Question

How do you simplify ${\left( { - 4} \right)^2}?$

Answer 1

Hint:
The given question is to simplify the given powers and exponents. Power and exponents are nothing but to solve the power of the given exponent which is in the order of higher power. For example ${4^2}$, the method to solve this type of question is to multiply $4$ twice because the power $2$ means to multiply two times and hence we get $4 \times 4 = 16$.

Complete Step by step Solution:
The given question is to find out the value of a given component. Power or exponent is nothing but the higher order power of some other number. But the power can be of any order as well as the power can also be negative.
In the given question we had to solve or simplify${\left( { - 4} \right)^2}$. We had to make the question very clear that what is the difference between $ - {\left( 4 \right)^2}{\text{ and }}{\left( { - 4} \right)^2}$, First one means we have to do the square which is ${4^2} - 16$ and negative sign remains as it is which means $ - {\left( 4 \right)^2}{\text{ means }} - 16$. But the second one is that $ - {\left( 4 \right)^2}$ which means negative sign is inside the bracket where term in the bracket is to multiply twice which means the whole term along with the negative sign is multiplied twice.
Therefore $ - {\left( 4 \right)^2}$means$\left( { - 4} \right) \times \left( { - 4} \right)$. Since negative sign when multiplied by negative. Sign, we get positive signs and$\left( { - 4} \right) \times \left( { - 4} \right) = 16$.

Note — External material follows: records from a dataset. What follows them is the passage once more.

PR #10853, opened 2025-09-07
Refactor ddrace team join check

ChillerDragon:
https://github.com/ddnet/ddnet/pull/10467#pullrequestreview-3193954482

## Checklist

### DIFF
--- a/src/game/server/ddracechat.cpp
+++ b/src/game/server/ddracechat.cpp
@@ -1165,21 +1165,30 @@ void CGameContext::AttemptJoinTeam(int ClientId, int Team)
 	else
 	{
 		if(Team < 0 || Team >= TEAM_SUPER)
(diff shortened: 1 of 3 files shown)


ChillerDragon:
I am a bit confused why clangd did not want me to include `<optional>`

ChillerDragon:
Not sure if optional is even the right approach. Don't we have enough teams for everyone at all times? Or is team super stealing someones slot? If we never expect no free team to ever exist could also instead of returning -1 or nullopt just crash the server with an assert :stuck_out_tongue_winking_eye: 

But I guess nullopt seems safer for 128p and 256p slot extensions.

Robyt3:
> Don't we have enough teams for everyone at all times?

With the 128 player PR we'd still only have 64 teams, so if 64 players join all available teams, there wouldn't be a free team for the 65th player.

PR #10855, opened 2025-09-07
Extract some functions into base/str.cpp

ChillerDragon:
This is the start of a bigger move. Moving all `str_` prefixed functions into their own file.

## Checklist

### DIFF
--- a/CMakeLists.txt
+++ b/CMakeLists.txt
@@ -2006,6 +2006,8 @@ set_src(BASE GLOB_RECURSE src/base
   logger.h
   math.h
   rust.h
+  str.cpp
+  str.h
   system.cpp
   system.h
   tl/threading.h
--- a/src/base/str.cpp
+++ b/src/base/str.cpp
@@ -1,0 +1,196 @@
+#include "str.h"
+
+#include <cstring>
+
+int str_copy(char *dst, const char *src, int dst_size)
+{
+	dst[0] = '\0';
+	strncat(dst, src, dst_size - 1);
+	return str_utf8_fix_truncation(dst);
+}
+
+int str_length(const char *str)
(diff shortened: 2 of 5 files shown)


ChillerDragon:
Replaced #10179

I would like to go a bit slower here. And split it into multiple smaller prs instead of one huuuuugeee one. This was approved by @Learath2  :heart: 

But I will plan to wrap this move up in a few weeks max if the merge speed allows it :stuck_out_tongue_winking_eye: 
Because this is a git conflict annoyance.

While at it I want to cleanly reorder the code. As of right now the header and source file definition order does not match. Fixing that is a big goal of mine. Also I was wondering how to sort/group them then. My current open question is what we do about plain str vs stf ut8. Do we first put all str functions and then all str utf8 functions or do we mix them together. So that `str_isspace` can be next to `str_utf8_isspace`

ChillerDragon:
image

Robyt3:
So, do we want to answer the question about the order and grouping first, so the functions can be ordered and grouped immediately when moving them, to decrease the final diff? Grouping functions by behavior makes more sense to me than purely alphabetic sorting, though the latter would be simpler. I'd move the all `str_utf8` functions after the regular `str`-functions though.

ChillerDragon:
> I'd move the all str_utf8 functions after the regular str-functions though.

Okay lets go with that then. I think alphabetic sorting is annoying I will just free style a bit based on feel what belongs together and what not nothing too deep since we have to maintain it as well. But we will strictly go with utf8 at the bottom.

ChillerDragon:
Moved utf8 to the bottom.

Learath2 (approved):
LGTM

PR #10857, opened 2025-09-07
Remove redundant inline in header files

KebsCS:
- `constexpr` functions are implicitly `inline`
- functions defined inside a `class` definition are implicitly `inline`

## Checklist


ChillerDragon:
kebso motivated me on discord and rossbit seems afk

> these are both from tidy check, also can look up cpp docs

Thanks @KebsCS :rocket:

PR #10860, opened 2025-09-07
Add interactive tee to skin preview in settings

KebsCS:
Moving cursor will now move tee's eyes in skin settings menu. The same as it's in [0.7 skin settings ](https://github.com/ddnet/ddnet/blob/master/src/game/client/components/menus_settings7.cpp#L129). 
Do I add the sound too, like it's in 0.7? I don't think it's necessary 

Also, did the same for nameplates preview, because it allowed the tee to have it's eyes directly in the middle.

https://github.com/user-attachments/assets/4b32ae80-373a-47e5-95e2-ca14c007d8c4

## Checklist


ChillerDragon:
@KebsCS I edited your message to include a marketing video for @def- that he can use in the changelog. Without spoiling the happy eye easter egg.

>  Do I add the sound too, like it's in 0.7? I don't think it's necessary

If someone wants it they can add it. I do not need it either.

Thanks :rocket:

PR #10861, opened 2025-09-07
Prevent editor rotate keybinds from working while popups are open

KebsCS:
The `R` key now correctly types text in the map details screen instead of enabling quad rotation (reported by @texonik on discord)

Also brush rotation is now disabled when any popup is open, to prevent unwanted behavior, because the brush is invisible with popups open

## Checklist


ChillerDragon:
Such a long line of code :c 

@Robyt3 what do you think about a method that returns

```C++
m_Dialog == DIALOG_NONE && CLineInput::GetActiveInput() == nullptr && !Ui()->IsPopupOpen()
```

ChillerDragon:
Tested it. It works. I hope this breaks nobodies workflow xd

Thanks @KebsCS

PR #10863, opened 2025-09-08
Cleanup: remove unnecessary player info copies

AssassinTee:
Just use the const references put into the function instead of copying various object every frame by value

## Checklist

### DIFF
--- a/src/game/client/components/players.cpp
+++ b/src/game/client/components/players.cpp
@@ -153,11 +153,6 @@ void CPlayers::RenderHookCollLine(
 	int ClientId,
 	float Intra)
 {
-	CNetObj_Character Prev;
-	CNetObj_Character Player;
-	Prev = *pPrevChar;
-	Player = *pPlayerChar;
-
 	bool Local = GameClient()->m_Snap.m_LocalClientId == ClientId;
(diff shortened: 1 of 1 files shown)


src/game/client/components/players.cpp
```diff
@@ -806,48 +791,47 @@ void CPlayers::OnRender()
 		return;
 
 	// update render info for ninja
-	CTeeRenderInfo aRenderInfo[MAX_CLIENTS];
```
Robyt3: Stack memory allocation is effectively free, so moving this to a member variable only decreases clarity and makes it harder to reason about this code.

AssassinTee: I removed this, I actually didn't want this to be part of this PR

Learath2:
Idk if this change overall helps or not but use references to make this diff much shorter `CNetObj_Character &Player;`

Robyt3:
I agree, const references would be cleaner. But it needs some benchmarking to determine whether it causes a performance regression.

AssassinTee:
I created some benchmarks, it turns out this has nearly no effect and might be even slower. Robyt was probably right, that there is a caching effect

Issue #8037, opened 2024-03-01
Get snap item lookup performance improvement from upstream


ChillerDragon:
https://github.com/teeworlds/teeworlds/commit/e6b8518b49c353963af35efad8465d9066fb819e

this sounds cool

teeworlds master:

https://github.com/teeworlds/teeworlds/blob/a1911c8f7d8458fb4076ef8e7651e8ef5e91ab3e/src/engine/shared/snapshot.cpp#L25-L37

```C++
int CSnapshot::GetItemIndex(int Key) const
{
	plain_range_sorted<int> Keys(SortedKeys(), SortedKeys() + m_NumItems);
	plain_range_sorted<int> r = ::find_binary(Keys, Key);

	if(r.empty())
		return -1;

	int Index = &r.front() - SortedKeys();
	if(GetItem(Index)->Key() != Key)
		return -1; // deleted
	return Index;
}
```

ddnet master:

https://github.com/ddnet/ddnet/blob/16feff41de1f46cb8a3f0d852035c51e27403521/src/engine/shared/snapshot.cpp#L57-L66

heinrich5991:
I assume you're not facing any particular issue due to the linear search?

ChillerDragon:
> I assume you're not facing any particular issue due to the linear search?

I have no profiling data showing that this is a relevant bottle neck if that is what you are asking. But faster is always better right?

heinrich5991:
I was wondering whether it's a theoretical concern. It apparently is.

> But faster is always better right?

If the time is better spent somewhere else, no. If the code becomes more complicated and the speed doesn't make a difference in practice, no.

Robyt3:
For reference the relevant changes are teeworlds/teeworlds#2129 and teeworlds/teeworlds#2310.

ChillerDragon:
Maybe @fokkonaut has some data

<img width="399" alt="Screenshot 2024-07-03 at 09 10 01" src="https://github.com/ddnet/ddnet/assets/20344300/d6cfd56d-3aa8-4894-ade3-5eb94500bd12">

PR #10864, opened 2025-09-08
Improve flag rendering performance, also without flags

Robyt3:
Cache the current and previous `CNetObj_Flag` snap objects in the `CSnapState`, instead of iterating over all snap items in the current snapshot each time that items including flags are being rendered.

Also cache the previous `CNetObj_GameData` snap object in the `CSnapState` in addition to the current one, to avoid searching for this snap item multiple times. Thereby, the `m_GameDataSnapId` member is not necessary anymore.

On the map dm1 with 64 players at zoom 0, this decreases the average frametime from 1431 µs to 1180 µs. The CPU time spent in the `CItems::OnRender` function in this scenario is reduced from 9.14% to 1.02% of the total CPU time.

Frametime comparison:
- 
- 

Profiling comparison:
- Before: 
- After: 

## Checklist

### DIFF
--- a/src/game/client/gameclient.h
+++ b/src/game/client/gameclient.h
@@ -10,6 +10,7 @@
 #include <engine/client/enums.h>
 #include <engine/console.h>
 #include <engine/shared/config.h>
+#include <engine/shared/snapshot.h>
 
 #include <game/collision.h>
 #include <game/gamecore.h>
@@ -329,10 +330,12 @@ public:
 		const CNetObj_PlayerInfo *m_pLocalInfo;
 		const CNetObj_SpectatorInfo *m_pSpectatorInfo;
 		const CNetObj_SpectatorInfo *m_pPrevSpectatorInfo;
-		const CNetObj_Flag *m_apFlags[2];
+		int m_NumFlags;
+		const CNetObj_Flag *m_apFlags[CSnapshot::MAX_ITEMS];
+		const CNetObj_Flag *m_apPrevFlags[CSnapshot::MAX_ITEMS];
 		const CNetObj_GameInfo *m_pGameInfoObj;
 		const CNetObj_GameData *m_pGameDataObj;
-		int m_GameDataSnapId;
+		const CNetObj_GameData *m_pPrevGameDataObj;
 
 		const CNetObj_PlayerInfo *m_apPlayerInfos[MAX_CLIENTS];
 		const CNetObj_PlayerInfo *m_apInfoByScore[MAX_CLIENTS];
--- a/src/game/client/components/items.cpp
+++ b/src/game/client/components/items.cpp
@@ -230,6 +230,15 @@ void CItems::RenderPickup(const CNetObj_Pickup *pPrev, const CNetObj_Pickup *pCu
 	Graphics()->QuadsSetRotation(0);
 }
 
+void CItems::RenderFlags()
+{
+	for(int Flag = 0; Flag < GameClient()->m_Snap.m_NumFlags; ++Flag)
+	{
+		RenderFlag(GameClient()->m_Snap.m_apPrevFlags[Flag], GameClient()->m_Snap.m_apFlags[Flag],
+			GameClient()->m_Snap.m_pPrevGameDataObj, GameClient()->m_Snap.m_pGameDataObj);
+	}
+}
+
 void CItems::RenderFlag(const CNetObj_Flag *pPrev, const CNetObj_Flag *pCurrent, const CNetObj_GameData *pPrevGameData, const CNetObj_GameData *pCurGameData)
 {
 	float Angle = 0.0f;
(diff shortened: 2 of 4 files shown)


src/game/client/gameclient.h
```diff
@@ -329,9 +329,10 @@ class CGameClient : public IGameClient
 		const CNetObj_SpectatorInfo *m_pSpectatorInfo;
 		const CNetObj_SpectatorInfo *m_pPrevSpectatorInfo;
 		const CNetObj_Flag *m_apFlags[2];
+		const CNetObj_Flag *m_apPrevFlags[2];
```
ChillerDragon: While at it we could go with NUM_TEAMS here instead of 2

ChillerDragon: Ah never mind ddnet broke that. Only `protocol7::NUM_TEAMS` would work and thats weird. Ignore what I said.

ChillerDragon:
I had a quick look at my fps. And can not see any change. So no regression yay. Also no improvement :thinking: 

I closed everything. Had only the client running nothing else. Not even the server. The server was on a different machine in the local network.

<details>

screenshot_2025-09-09_13-27-31
screenshot_2025-09-09_13-28-32
screenshot_2025-09-09_13-29-40
screenshot_2025-09-09_13-30-40
screenshot_2025-09-09_13-34-23
screenshot_2025-09-09_13-35-01
screenshot_2025-09-09_13-34-29
screenshot_2025-09-09_13-35-06

</details>

The fps shown in the screenshot don't say much because the fps were jumping up and down by like 100~ but i saw no tendency up or downwards when comparing with my bare eyes.

---

Sadly it also breaks my nice multi flag mod. So with no visible fps improvement and multi flag rendering regression I don't think this pr is a overall improvement.

image

Learath2:
Maybe your GPU cant keep up. Or maybe your settings are messed up. I don't see why this wouldn't lead to an improvement on some systems

ChillerDragon:
My GPU is a NVIDIA GeForce RTX 4090 I tested this in 4k and use gnome with X11 and the non free nvidia drivers (nvidia 575.57.08-2). As I said as long as there is no regression I am fine with it. If it improves on some system even a bit thats a win. But I would not trade functionality for it. If this removes the option to render multiple flags and limits server mods then it has to at least tripple fps on all systems.

Robyt3:
> Sadly it also breaks my nice multi flag mod. So with no visible fps improvement and multi flag rendering regression I don't think this pr is a overall improvement.

I almost expected that mods would somehow break from the check, but I didn't consider they would just try to show multiple flags. We could remove the snap ID validation again and instead store a vector of all flags. Then mods could use as many flags as before but it would still avoid the linear search when rendering.

> Maybe your GPU cant keep up. Or maybe your settings are messed up. I don't see why this wouldn't lead to an improvement on some systems

With as many FPS as you have in the screenshots, I also didn't see a large change. The improvement might be larger if you are more limited by CPU.

Robyt3:
Can't use `std::vector` inside `CSnapState` because we `mem_zero` it, so I'll probably have to refactor that first.

Robyt3:
Updated to use an array to support up to 1024 flags and removed the flag snap object ID validation, so mods can continue to use multiple flags. Performance without flags seems unchanged compared to previous profiling with a maximum of 2 flags.

ChillerDragon:
I gave it a quick test on a way weaker laptop than the last test device. The flag rendering behavior seems unchanged :rocket: thanks for fixing that :heart: 

## master_8274a845bcb793

master_8274a845bcb793

## rob_itemop_7211e9961c60

rob_itemop_7211e9961c60

As you can see in the top right fps counter this time I could measure an fps improvement. And this is also not a minor hiccup. I basically have steady 200 fps on master and steady over 1000 fps with this pr. On a map with many flags and a low end device.

Thats some quality noticeable fps improvement :rocket: 

The fact that it changed from `const CNetObj_Flag *m_apFlags[2];` to `const CNetObj_Flag *m_apFlags[1024];` is a bit weird because there are only two teams and only two flags. I do not know any mod that actually makes use of displaying multiple flags. But somehow it was possible. I think even if weird the code now communicates cleaner that the client is capable of rendering so many flags. Also the seemingly arbitrary limit of 1024 should to be close enough to the current maximum snap size so that nobody will run into any limits here. This is something I asked for on discord because I was concern about a `std::vector` doing performance affecting allocations in some edge case we forget to consider. Because we have a upper limit given by the max snap size using a fixed size array seems okay.

All in all I did not test the latest version very thoroughly, but so far I assume this pr is good. Improving fps without any draw backs. I will give some other maintainer time to have a look. Because this is the kind of change that is better not rushed.

ChillerDragon:
Can change the pr title from

**Improve flag rendering performance, especially without flags**

to

**Improve flag rendering performance, especially with many flags**

lmao

src/game/client/gameclient.h
```diff
@@ -329,10 +329,12 @@ class CGameClient : public IGameClient
 		const CNetObj_PlayerInfo *m_pLocalInfo;
 		const CNetObj_SpectatorInfo *m_pSpectatorInfo;
 		const CNetObj_SpectatorInfo *m_pPrevSpectatorInfo;
-		const CNetObj_Flag *m_apFlags[2];
+		int m_NumFlags;
+		const CNetObj_Flag *m_apFlags[1024];
+		const CNetObj_Flag *m_apPrevFlags[1024];
```
KebsCS:
```suggestion
		const CNetObj_Flag *m_apFlags[CSnapshot::MAX_ITEMS];
		const CNetObj_Flag *m_apPrevFlags[CSnapshot::MAX_ITEMS];
```
Or where does the 1024 come from?

ChillerDragon: `CSnapshot::MAX_ITEMS` is 1024 oh thats nice. Yes we can use that. I tested adding flags and my server capped at 1010 with one pickup and tee rendered so thats how we came up with 1024

Robyt3: Good call. I picked 1024 arbitrarily as the next round number, but `CSnapshot::MAX_ITEMS` captures the intent more clearly.

ChillerDragon:
Tested on another laptop which was at 200-400 fps depending on map and zoom and its fps were also not affected at all by this pr. But the fps TRIPPLE I had on the weak laptop is huuge!!! And I guess you also measured some improvements @Robyt3. Which means so far no fps decrease was measured only increases :rocket: :rocket: :rocket:

Looks like big performance offenders were also the snap lookups. Makes me wanna push #8037 again.

Thanks @Robyt3 this is good stuff!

Hence the question was to simplify ${\left( { - 4} \right)^2}$ which means$16$.

Note:
The given question was to simplify the given power and exponent. Therefore we had used the formula which was required. Along with that some more formulas for solving powers and exponents is
\[{a^m} \times {a^n} = {a^{m + n}}{\text{ and }}\dfrac{{{a^{{n_1}}}}}{{{a^n}}} \times {a^{m - n}}\]
Where $a,b,m{\text{ and }}n$any are a type of number either whole number, decimal or rational number.